If you could only bring one data structure to a coding interview, it should be a hash map. Hash maps (dictionaries in Python, objects or Maps in JavaScript) give you O(1) average-case lookup, insertion, and deletion. That single property unlocks dozens of interview problems — from the classic Two Sum to prefix-sum tricks to LRU Cache design. In this guide, you will learn five battle-tested hash map patterns, see full Python walkthroughs for three key problems, and get a practice list of 10 problems organized by pattern type.

Why Hash Maps Are the #1 Interview Tool

Most brute-force interview solutions involve nested loops — scanning the array once to pick an element, then scanning again to find its complement or match. That is O(n²). A hash map eliminates the inner loop by letting you answer "have I seen this value before?" in O(1) time.

The Complement Trick

Instead of searching for a pair that sums to a target, compute the complement (target − current) and look it up in the hash map.
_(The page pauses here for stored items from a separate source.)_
PR #1329, opened 2023-07-14
Fix for delayed loader not working properly.

### LINKED ISSUE #1328: Delayed loading displays even if it should not
### Steps to reproduce

1. Open a room that has already been opened, or a room that you are opening for the first time with  few members.
2. immediately tap on the avatar of a user

#### What did you expect?
Since the members should already been cached in the store, the get member function is very fast, and the loading since is delayed should not appear at all.
#### What happened instead?
The loading the displays, even if the call was actually very fast, so fast that in fact that the the other view has already been pushed in the meantime, however then the loading displays.

Here is a video:
https://github.com/vector-im/element-x-ios/assets/34335419/94da4a61-8f4b-4151-a8ff-92eb6a89fa92

### Your phone model

_No response_

### Operating system version

_No response_

### Application version

_No response_

### Homeserver

_No response_

### Will you send logs?

No

Velin92:
fixes #1328

### DIFF
--- a/ElementX.xcodeproj/project.pbxproj
+++ b/ElementX.xcodeproj/project.pbxproj
@@ -474,6 +474,7 @@
 		A680F54935A6ADEA4ED6C38F /* TimelineItemStatusView.swift in Sources */ = {isa = PBXBuildFile; fileRef = 6A4C9547BBFEEF30AA11329B /* TimelineItemStatusView.swift */; };
 		A6D4C5EEA85A6A0ABA1559D6 /* RoomDetailsEditScreenModels.swift in Sources */ = {isa = PBXBuildFile; fileRef = 16D09C79746BDCD9173EB3A7 /* RoomDetailsEditScreenModels.swift */; };
 		A6DEC1ADEC8FEEC206A0FA37 /* AttributedStringBuilderProtocol.swift in Sources */ = {isa = PBXBuildFile; fileRef = 72F37B5DA798C9AE436F2C2C /* AttributedStringBuilderProtocol.swift */; };
+		A71CAC782A617BE6003A2B54 /* Duration.swift in Sources */ = {isa = PBXBuildFile; fileRef = A71CAC772A617BE6003A2B54 /* Duration.swift */; };
 		A74438ED16F8683A4B793E6A /* AnalyticsSettingsScreenViewModel.swift in Sources */ = {isa = PBXBuildFile; fileRef = 0BCE3FAF40932AC7C7639AC4 /* AnalyticsSettingsScreenViewModel.swift */; };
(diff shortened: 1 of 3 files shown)


ElementX.xcodeproj/project.pbxproj
```diff
@@ -3615,14 +3618,6 @@
...
 			sourceTree = "<group>";
 		};
-		"TEMP_FFE5FDBA-B4DD-4FF7-B172-18026F248E20" /* element-x-ios */ = {
-			isa = PBXGroup;
-			children = (
-				41553551C55AD59885840F0E /* secrets.xcconfig */,
-			);
-			path = "element-x-ios";
-			sourceTree = "<group>";
-		};
```
pixlwave, line 3625: @alfogrillo Does this mean the git hook to ignore the file is ignoring the checkout too?

ElementX/Sources/Other/Extensions/Duration.swift
```diff
@@ -0,0 +1,26 @@
...
+//
+
+import Foundation
+
+extension Duration {
+    /// Use this to to convert `Duration` in seconds as a `Double`.
+    /// `components.seconds` is not reliable because its type is `Int64`.
+    var seconds: Double {
+        let v = components
+        return Double(v.seconds) + Double(v.attoseconds) * 1e-18
```
pixlwave, line 24: How come not this?
```suggestion
        Double(components.seconds) + Double(components.attoseconds) * 1e-18
```

ElementX/Sources/Other/UserIndicator/UserIndicatorController.swift
```diff
@@ -58,7 +58,7 @@ class UserIndicatorController: ObservableObject, UserIndicatorControllerProtocol
         } else {
             if let delay {
                 delayedIndicators.insert(indicator.id)
-                Timer.scheduledTimer(withTimeInterval: Double(delay.components.seconds), repeats: false) { [weak self] _ in
+                Timer.scheduledTimer(withTimeInterval: Double(delay.seconds), repeats: false) { [weak self] _ in
```
pixlwave, line 61:
```suggestion
                Timer.scheduledTimer(withTimeInterval: delay.seconds, repeats: false) { [weak self] _ in
```

pixlwave (approved):
LGTM (but should double check about that removal of the secrets config).

alfogrillo (approved):
LGTM

ElementX.xcodeproj/project.pbxproj
alfogrillo: Mmmh this looks wrong.
@Velin92 can you check if targets have been configured like this?

Screenshot 2023-07-14 alle 16 09 31

If not, please generate the project again.

Velin92: now they should be, just pushed again

PR #1340, opened 2023-07-17
Sync fix

stefanceriu:
The app doesn't currently reliably restart the sync when coming back from the background. Tracked this down to `isSyncing` not reporting the correct value because of using the `roomListService` instead of the sync service `state`.

### DIFF
--- a/ElementX/Sources/Services/Client/ClientProxy.swift
+++ b/ElementX/Sources/Services/Client/ClientProxy.swift
@@ -32,7 +32,10 @@ class ClientProxy: ClientProxyProtocol {
     private var roomListStateUpdateTaskHandle: TaskHandle?
 
     private var appService: App?
-    private var appServiceUpdateTaskHandle: TaskHandle?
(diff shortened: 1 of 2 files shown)


ElementX/Sources/Services/Client/ClientProxy.swift
```diff
@@ -32,7 +32,10 @@ class ClientProxy: ClientProxyProtocol {
     private var roomListStateUpdateTaskHandle: TaskHandle?
 
     private var appService: App?
-    private var appServiceUpdateTaskHandle: TaskHandle?
+    private var appServiceStateUpdateTaskHandle: TaskHandle?
+    
+    #warning("This is a workaround until the RustSDK provides a sync service state getter")
+    private var appServiceStateUpdateCurrentValueSubject = CurrentValueSubject<AppState, Never>(.terminated)
```
pixlwave, line 38: Why not just a stored property here, given we only check its value?

pixlwave (approved):
Ah, smart!

PR #1343, opened 2023-07-17
Diffable fade animations

Velin92:
It includes some workarounds to allow for the animation to work properly even considering the issues we currently have with the SS proxy.

However we are now able to animate the appearance of new messages in the timeline.
It works pretty well but we might still need the fix for the timestamp id changing over time (which causes them to flicker):

https://github.com/vector-im/element-x-ios/assets/34335419/dd29818d-f6d0-42f7-972e-26621bd10f2e

For now this can however be enabled with a feature flag for some preliminary testing in Nightly

FIXED CLIENT SIDE THE DAY DIVIDER ISSUE:

https://github.com/vector-im/element-x-ios/assets/34335419/b1b3acf3-2add-4c0a-92bf-c2a2fa1d9f64

### DIFF
--- a/ElementX/Sources/Screens/RoomScreen/View/TimelineTableViewController.swift
+++ b/ElementX/Sources/Screens/RoomScreen/View/TimelineTableViewController.swift
@@ -170,11 +170,11 @@ class TimelineTableViewController: UIViewController {
         guard !hasAppearedOnce else { return }
         scrollToBottom(animated: false)
         hasAppearedOnce = true
-            // This is to prevent the SS proxy issue that forces a full refresh of all the timeline items
-            // the first time the timeline is opened
-            DispatchQueue.main.asyncAfter(deadline: .now() + 2) {
-                self.shouldAnimate = ServiceLocator.shared.settings.timelineDiffableAnimationsEnabled
-            }
+        // This is to prevent the SS proxy issue that forces a full refresh of all the timeline items
+        // the first time the timeline is opened
+        DispatchQueue.main.asyncAfter(deadline: .now() + 2) {
+            self.shouldAnimate = ServiceLocator.shared.settings.timelineDiffableAnimationsEnabled
+        }
     }
     
     override func didMove(toParent parent: UIViewController?) {


ElementX/Sources/Screens/RoomScreen/View/TimelineTableViewController.swift
```diff
@@ -97,6 +97,8 @@ class TimelineTableViewController: UIViewController {
     private var previousLayout: LayoutDescriptor?
     /// Whether or not the view has been shown on screen yet.
     private var hasAppearedOnce = false
+    /// Wether the scroll and the animations should happen
```
alfogrillo, line 100:
```suggestion
    /// Whether the scroll and the animations should happen
```

ElementX/Sources/Screens/RoomScreen/View/TimelineTableViewController.swift
```diff
@@ -168,6 +170,13 @@ class TimelineTableViewController: UIViewController {
         guard !hasAppearedOnce else { return }
         scrollToBottom(animated: false)
         hasAppearedOnce = true
+        if ServiceLocator.shared.settings.timelineDiffableAnimationsEnabled {
+            // This is to prevent the SS proxy issue that forces a full refresh of all the timeline items
+            // the first time the timeline is opened
+            DispatchQueue.main.asyncAfter(deadline: .now() + 2) {
+                self.shouldAnimate = true
+            }
+        }
```
alfogrillo, line 179:
```suggestion
            // This is to prevent the SS proxy issue that forces a full refresh of all the timeline items
            // the first time the timeline is opened
            DispatchQueue.main.asyncAfter(deadline: .now() + 2) {
                self.shouldAnimate = ServiceLocator.shared.settings.timelineDiffableAnimationsEnabled
            }
```

Can explain me better why the need to dispatch after 2 seconds?

ElementX/Sources/Screens/RoomScreen/View/TimelineTableViewController.swift
```diff
@@ -231,8 +240,7 @@ class TimelineTableViewController: UIViewController {
             return cell
         }
 
-//        dataSource?.defaultRowAnimation = .automatic
-        
+        dataSource?.defaultRowAnimation = .fade
```
alfogrillo, line 243: Curiosity: did you try `.bottom`?

ElementX/Sources/Screens/RoomScreen/View/TimelineTableViewController.swift
Velin92: yeah there is a proxy issue... essentially sometimes (not always) when you enter in the timeline of a room, we confirm that the existing messages with the server by receiving them again. However since there is a proxy issue with the txn_id what happens is that the sdk does not recognize such items, and just completely flushes the existing timeline and regenerates all of them, with a new identifier (so they are essentially considered new messages) which of course removes existing messages and replaces with new ones that exactly look the same creating a blinking animation

ElementX/Sources/Screens/RoomScreen/View/TimelineTableViewController.swift
Velin92: yeah but it looks bad when the sliding sync proxy doesn't work properly when sending a lot of messages very fast, while .fade makes that issue difficult to notice UX wise.

ElementX/Sources/Screens/RoomScreen/View/TimelineTableViewController.swift
Velin92: Good news btw Jonas has found an SDK fix for this issue, so I am probably removing this delay in the next SDK update.

ElementX/Sources/Screens/RoomScreen/View/TimelineTableViewController.swift
Velin92: Actually  Jonas has found a fix for this too maybe! So with the next sdk update we will show different animations and have design pick the best

PR #1351, opened 2023-07-18
Various content pasting issues

stefanceriu:
* fix copy pasting from notes trying to upload a text file instead of pating into the composer
* fix copy pasting image from safari pasting url into the composer instead of only triggering the upload dialog


pixlwave (approved):
👍

PR #1354, opened 2023-07-18
Update "user's location" dot color

alfogrillo:
This PR changes the user's location dot color, so that **doesn't** change in dark mode:

| Before | After |
| --- | --- |
| before|after|


callumu:
This looks good to me 👍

If it exists, you found your answer. If not, store the current value and move on. This single idea powers Two Sum, Subarray Sum Equals K, and many more.

  • O(1) lookup — turn O(n²) brute-force into O(n) single-pass solutions.
  • Flexible keys — strings, tuples, frozen sets — anything hashable can be a key.
  • Counts & indices — store frequencies, last-seen indices, or prefix sums as values.

5 Essential Hash Map Patterns

Pattern 1 — Frequency Counting

Count how often each element appears, then use those counts to answer the question. This is the most common hash map pattern and appears in anagram checks, top-K problems, and majority element.

Classic problems: LC 242 Valid Anagram, LC 347 Top K Frequent Elements, LC 169 Majority Element.

# Frequency counting template
from collections import Counter

def is_anagram(s: str, t: str) -> bool:
    return Counter(s) == Counter(t)

Learn more on our Hash Map Counting pattern page.

Pattern 2 — Two Sum / Complement Pattern

Store each element (or a running value) in a hash map as you iterate. At each step, check whether the complement needed to satisfy the condition already exists in the map. This converts an O(n²) scan into a single O(n) pass.

Classic problems: LC 1 Two Sum, LC 560 Subarray Sum Equals K, LC 454 4Sum II.

Explore our Two Sum Pattern deep-dive.

Pattern 3 — Grouping / Bucketing

Use a hash map where the key represents a canonical form and the value is a list of items sharing that key. The trick is choosing the right key — sorted characters for anagrams, digit patterns for phone number groups, etc.

Classic problems: LC 49 Group Anagrams, LC 249 Group Shifted Strings, LC 609 Find Duplicate File in System.

Pattern 4 — Caching / Memoization

Use a hash map to cache previously computed results so you never recompute the same subproblem. This is the heart of top-down DP and shows up in design problems like LRU Cache where you need O(1) access to cached entries.

Classic problems: LC 146 LRU Cache, LC 380 Insert Delete GetRandom O(1), LC 706 Design HashMap.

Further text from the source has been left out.